White & Case partner, Tom Winsor, has today been named as the Home Secretary’s preferred candidate as Her Majesty’s Chief Inspector of Constabulary, to succeed Sir Denis O’Connor who is retiring. If completed, this will be the first time a civilian has been appointed to this role since the establishment of the inspectorate in 1856.
As the preferred candidate, Mr Winsor will appear before the House of Commons Select Committee on Home Affairs. Thereafter, the Home Secretary must consider its report, and, if she proceeds with the appointment, she and the Prime Minister will make their recommendation to Her Majesty the Queen.
"This is an excellent achievement for Tom and a testament to the work he has undertaken over the last 18 months, in conducting the independent review of police pay and conditions," said Oliver Brettle, executive partner of White & Case’s London office. "We know Tom is passionate about taking on this important role and, in the event of his appointment, would fully understand him wanting to pursue this opportunity outside the Firm."
Earlier this year, Mr Winsor completed and published his recommendations following an independent review of police pay and conditions. He was appointed by Home Secretary Theresa May in October 2010, as an impartial reviewer, to carry out the most comprehensive review of police pay and conditions in more than 30 years, covering all police officers and staff in England and Wales.
Mr Winsor was the Rail Regulator from 1999 to 2004, when he joined White & Case's Energy, Infrastructure, Project and Asset Finance practice in its London office.
About Tom Winsor
Tom Winsor (54) is a partner in the energy, infrastructure and project finance practice of White & Case in London. He joined White & Case in July 2004 after five years as the Rail Regulator and International Rail Regulator in Great Britain. As Rail Regulator, Mr Winsor was a member of the group of nine economic regulators of the UK, and the senior member of the Convention of European rail regulatory authorities. In his period in office (1999-2004), he carried out two major reviews of the structure and level of charges for the use of the national railway infrastructure (October 2000 and December 2003), and reformed the regulatory, economic and contractual matrix for the railway industry.
His legal practice at White & Case covers the railway, electricity and oil and gas industries, industry restructuring, the regulation of markets and advising both public and private sector clients on complex and high-value projects in those fields. It also covers regulatory design, regulatory dynamics and public law. He is also the co-author of Taylor and Winsor on Joint Operating Agreements, and is the consulting editor of the Railways volume of Halsbury's Laws of England.
About the role
HM Chief Inspector of Constabulary is a statutory appointment by HM The Queen under section 54 of the Police Act 1996. He is the head of HM Inspectorate of Constabulary (HMIC) (hmic.gov.uk). There are four HM Inspectors of Constabulary, and one Chief.

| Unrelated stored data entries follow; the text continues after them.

Issue #1015, opened 2020-10-29
Make sure IG deliverables are not on REC-track


deniak:
The documents produced by IG cannot be on REC-track.

jennyliang220:
type of document | url | is REC-track
----|----|----
IG-Note | https://www.w3.org/TR/2020/NOTE-vocab-owl-time-agg-20200707/ | false
WG (by IG) | https://www.w3.org/TR/2019/WD-mini-app-white-paper-20190912/ | false

jennyliang220:
I thought about adding check in pp.js, but is's not the best solution.

### Current code
none-REC-track sentence (shown blow in code as `noRec`) are currently checked in pp.js for WG. Adding `if` for IG could be possible. When delivered by IG, the **none-REC-track sentence** must appear.
https://github.com/w3c/specberus/blob/ff960f99900accf1e4110e49fe5e08c3187bf5da/lib/rules/sotd/pp.js#L22-L27

### drawback for WG (by IG)
But this way, if WG doesn't have the **none-REC-track sentence**, the only error pubrules shows would be **Required patent policy paragraph not found.**. Another information will also shown indication the right sentence, but it could be too long to identify it's **none-REC-track sentence** that breaks the rule.

### impossible for IG-Notes
IG-Notes aren't TR documents, thus they don't have patent-policy paragraph and pp.js is not include in the rules.

### Suggestion
Adding a separate rule for **none-REC-track sentence** seems a good idea. But for WG (by IG), we still need to make sure it's in the same sentence with patent policy.

jennyliang220:
IG-Note is sure not on rec-track, so only WG (by IG) need be be checked. Still update pp.js now

PR #1040, opened 2020-11-19
Add IG REC-track check

### LINKED ISSUE #1041: Use to ES8 await&async functions
## When to use await&async functions

```
// Promise function with requests
function requestW3cAPI(url) {
    return new Promise(resolve => {
        w3capi.fetch((err,data) =>{   // pseudo-code
            resolve(data);
        })
    });
}

// Specberus rule, call done() when finished
exports.check = async function () {
    var data = await requestW3cAPI(url);
    console.log(data); // will log result for api
    done();
}
check();
```

## ES8 Compatibility
Node14 which Specberus currently using supports ES8 well, so we can start using ES8 grammar.
https://node.green/#ES2017-features-async-functions-await

## What Need to Change
For Specberus, to pass jshint check, change `.jshintrc` config to `"esversion": 8`

https://github.com/w3c/specberus/blob/b06e394a2598aabb74e3a7f326c3e09effe170d4/.jshintrc#L2

jennyliang220:
Closes #1041 #1015

### DIFF
--- a/lib/rules/sotd/pp.js
+++ b/lib/rules/sotd/pp.js
@@ -91,7 +91,7 @@ function fetchGroupNames(deliverIds) {
             w3capi.apiKey = process.env.W3C_API_KEY;
             w3capi.group(deliverId).fetch((err, data) => {
                 if (err) {
-                    reject();
+                    reject(err);
                 } else {
                     resolve(data.name);
                 }
@@ -138,6 +138,8 @@ exports.check = async function (sr, done) {
             sr.isIGDeliverable = groupNames.some(groupName => {
                 return groupName.endsWith('Interest Group');
             });
+        }).catch(function (e) {
+            sr.error(self, "no-response", {error: JSON.stringify(e)});
         });
 
         var pp = findPP(util.filter(sotd, "p").concat(...sotd.querySelectorAll("p")), sr);
--- a/lib/rules/sotd/pp.js
+++ b/lib/rules/sotd/pp.js
@@ -123,6 +123,12 @@ exports.check = async function (sr, done) {
     ,     pp2017 = "https://www.w3.org/Consortium/Patent-Policy-20170801/"
     ,     patent = (sr.config.patentPolicy === "pp2020") ? pp2020 : (sr.config.patentPolicy === "pp2004") ? pp2017: sr.config.patentPolicy
     ;
+    var groupName = await fetchGroupName(sr.getDelivererIDs());
+    sr.isIGDeliverable = groupName.endsWith('Interest Group');
+
+    // fetchGroupName(sr.getDelivererIDs()).then(function (groupName) {
+    //     var isIG = groupName.endsWith('Interest Group');
+    // })
 
     // Skip patent policy check for publications from TAG
     if (sr.getDelivererIDs().includes(util.TAG_ID)) return done();
--- a/lib/rules/sotd/pp.js
+++ b/lib/rules/sotd/pp.js
@@ -84,21 +84,22 @@ function findPP (candidates, sr) {
     return pp;
 }
 
-function fetchGroupName(deliverIds) {
-    return new PowerPromise(function (resolve, reject) {
-        w3capi.apiKey = process.env.W3C_API_KEY;
-        w3capi.group(deliverIds[0]).fetch((err, data) => {
-            if (err) {
-                reject();
-            } else {
-                resolve(data.name);
-            }
-        });
+function fetchGroupNames(deliverIds) {
+    var promiseArray = [];
+    deliverIds.forEach(deliverId => {
+        promiseArray.push(new PowerPromise(function (resolve, reject) {
+            w3capi.apiKey = process.env.W3C_API_KEY;
+            w3capi.group(deliverId).fetch((err, data) => {
+                if (err) {
+                    reject();
+                } else {
+                    resolve(data.name);
+                }
+            });
+        }));
     });
+    return promiseArray;
 }
-
-    // deliverIds.some(deliverId => {
-    // })
 
 const self = {
     name: 'sotd.pp'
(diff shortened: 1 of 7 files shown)


lib/rules/sotd/pp.js
```diff
@@ -81,6 +84,22 @@ function findPP (candidates, sr) {
...
+            if (err) {
+                reject();
+            } else {
+                resolve(data.name);
+            }
+        });
+    });
+}
+
+    // deliverIds.some(deliverId => {
```
nschonni, line 100: Delete?

lib/rules/sotd/pp.js
```diff
@@ -103,6 +122,12 @@ exports.check = function (sr, done) {
     ,     pp2017 = "https://www.w3.org/Consortium/Patent-Policy-20170801/"
     ,     patent = (sr.config.patentPolicy === "pp2020") ? pp2020 : (sr.config.patentPolicy === "pp2004") ? pp2017: sr.config.patentPolicy
     ;
+    var groupName = await fetchGroupName(sr.getDelivererIDs());
+    sr.isIGDeliverable = groupName.endsWith('Interest Group');
+
+    // fetchGroupName(sr.getDelivererIDs()).then(function (groupName) {
```
nschonni, line 128: Delete?

lib/rules/sotd/pp.js
jennyliang220: Hi @nschonni , thanks for the review. This PR is not finished, just push to view diff and discuss. This `deliverIds` is an array and need iteration, I'll continue working on it today.

lib/rules/sotd/pp.js
jennyliang220: Same reason I leave comment here, to discuss whether use `await` or Promise `then`. Now I tend to use `await` to make the code easy to read.

lib/rules/sotd/pp.js
nschonni: Sorry about that, I missed the Draft status

jennyliang220:
Tried with `Promise.any` locally, although document is in [MDN](https://developer.mozilla.org/en-US/docs/Web/JavaScript/Reference/Global_Objects/Promise/any), still get `TypeError: Promise.any is not a function` when running. [Browser_compatibility](https://developer.mozilla.org/en-US/docs/Web/JavaScript/Reference/Global_Objects/Promise/any#Browser_compatibility) shows it's not available until Node15 (currently specberus uses Node14)
image

nschonni:
Might be worth adding https://www.npmjs.com/package/eslint-plugin-promise

lib/rules/sotd/pp.js
```diff
@@ -110,6 +130,15 @@ exports.check = function (sr, done) {
             return done();
         }
 
+        // Use Promise.all to get Group Names, if groups include IG, will check `noRec` sentence in patent policy paragraph.
+        await Promise.all(fetchGroupNames(sr.getDelivererIDs())).then(function (groupNames) {
+            sr.isIGDeliverable = groupNames.some(groupName => {
+                return groupName.endsWith('Interest Group');
+            });
```
deniak, line 137:
```suggestion
            sr.isIGDeliverable = groupNames.some(groupName => groupName.endsWith('Interest Group'));
```

deniak (changes requested):
The rule looks good. However, I don't understand the test you updated. The test should check that a WD published by an IG triggers an error if the sentence 'The group(s) do/does not expect this document to become a W3C Recommendation'. is missing.

lib/rules/sotd/pp.js
jennyliang220: Thanks for the reminder. Update for `doc/wg-note2.html` is adding two delivererID, but it shouldn't be in this paragraph. Will move to another paragraph.

lib/rules/sotd/pp.js
```diff
@@ -21,7 +24,7 @@ function buildWanted (groups, sr) {
 
         var noRec = ((groups.length == 2) ? "The groups do not " : "The group does not ") +
             "expect this document to become a W3C Recommendation\\. ?";
-        if (config.recTrackStatus && config.noRecTrack)
+        if ((config.recTrackStatus && config.noRecTrack )|| sr.isIGDeliverable)
```
deniak, line 27: `isIGDeliverable` doesn't need to be global. It's used only in that file.

deniak (changes requested):
I'm still not getting how the test reflects what the rules is supposed to check.

lib/rules/sotd/pp.js
jennyliang220: > I'm still not getting how the test reflects what the rules is supposed to check.

In 'test/docs/headers/wg-note2.html' I add a paragraph, saying the document is delivered by '40318', '109611' two groups. The second id '109611' is a **Interest Group**, that means the sentence `noRec` should be in PP paragraph.

The paragraph pp.js rule is looking for:
> /^This document was produced by a group operating under the( 15 September 2020| 1 August 2017)? W3C Patent Policy\. ?The group does not expect this document to become a W3C Recommendation\. ?$/

But in 'test/docs/headers/wg-note2.html' there is no such paragraph. So in 'test/rules.js' I add error "sotd.pp.no-pp" when checking 'wg-note2.html'.

deniak: > But in 'test/docs/headers/wg-note2.html' there is no such paragraph. So in 'test/rules.js' I add error "sotd.pp.no-pp" when checking 'wg-note2.html'.

The sentence is actually in that document but in a separate paragraph. The current test is confusing. I believe wg-note2.html was create to make sure both sentences are in the same paragraph.
Now, it's also mixing what we expect from an IG so in the end, we don't really know what we are testing.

HMIC is an independent body, first established in 1856, which operates in the public interest. It:
(1) monitors police force performance;
(2) inspects and reports to the Home Secretary (and, when elected in November 2012, Police and Crime Commissioners) on the efficiency and effectiveness of police forces in England and Wales, the Police Service of Northern Ireland, the Civil Nuclear Constabulary, the British Transport Police, the Ministry of Defence Police and Guarding Agency, the Serious Organised Crime Agency (and in due course the National Crime Agency);
(3) provides a check and balance in the system of policing and public accountability.
The police pay review
Mr Winsor's reports on the pay and conditions of service of police officers and police staff in England and Wales were carried out and completed with the assistance of Sir Edward Crew, former Chief Constable for the West Midlands (1996-2002), and Professor Richard Disney, Professor of Labour Economics at the University of Nottingham.
The interim report was published in March 2011, and the final report in March 2012. They can be found at review.police.uk.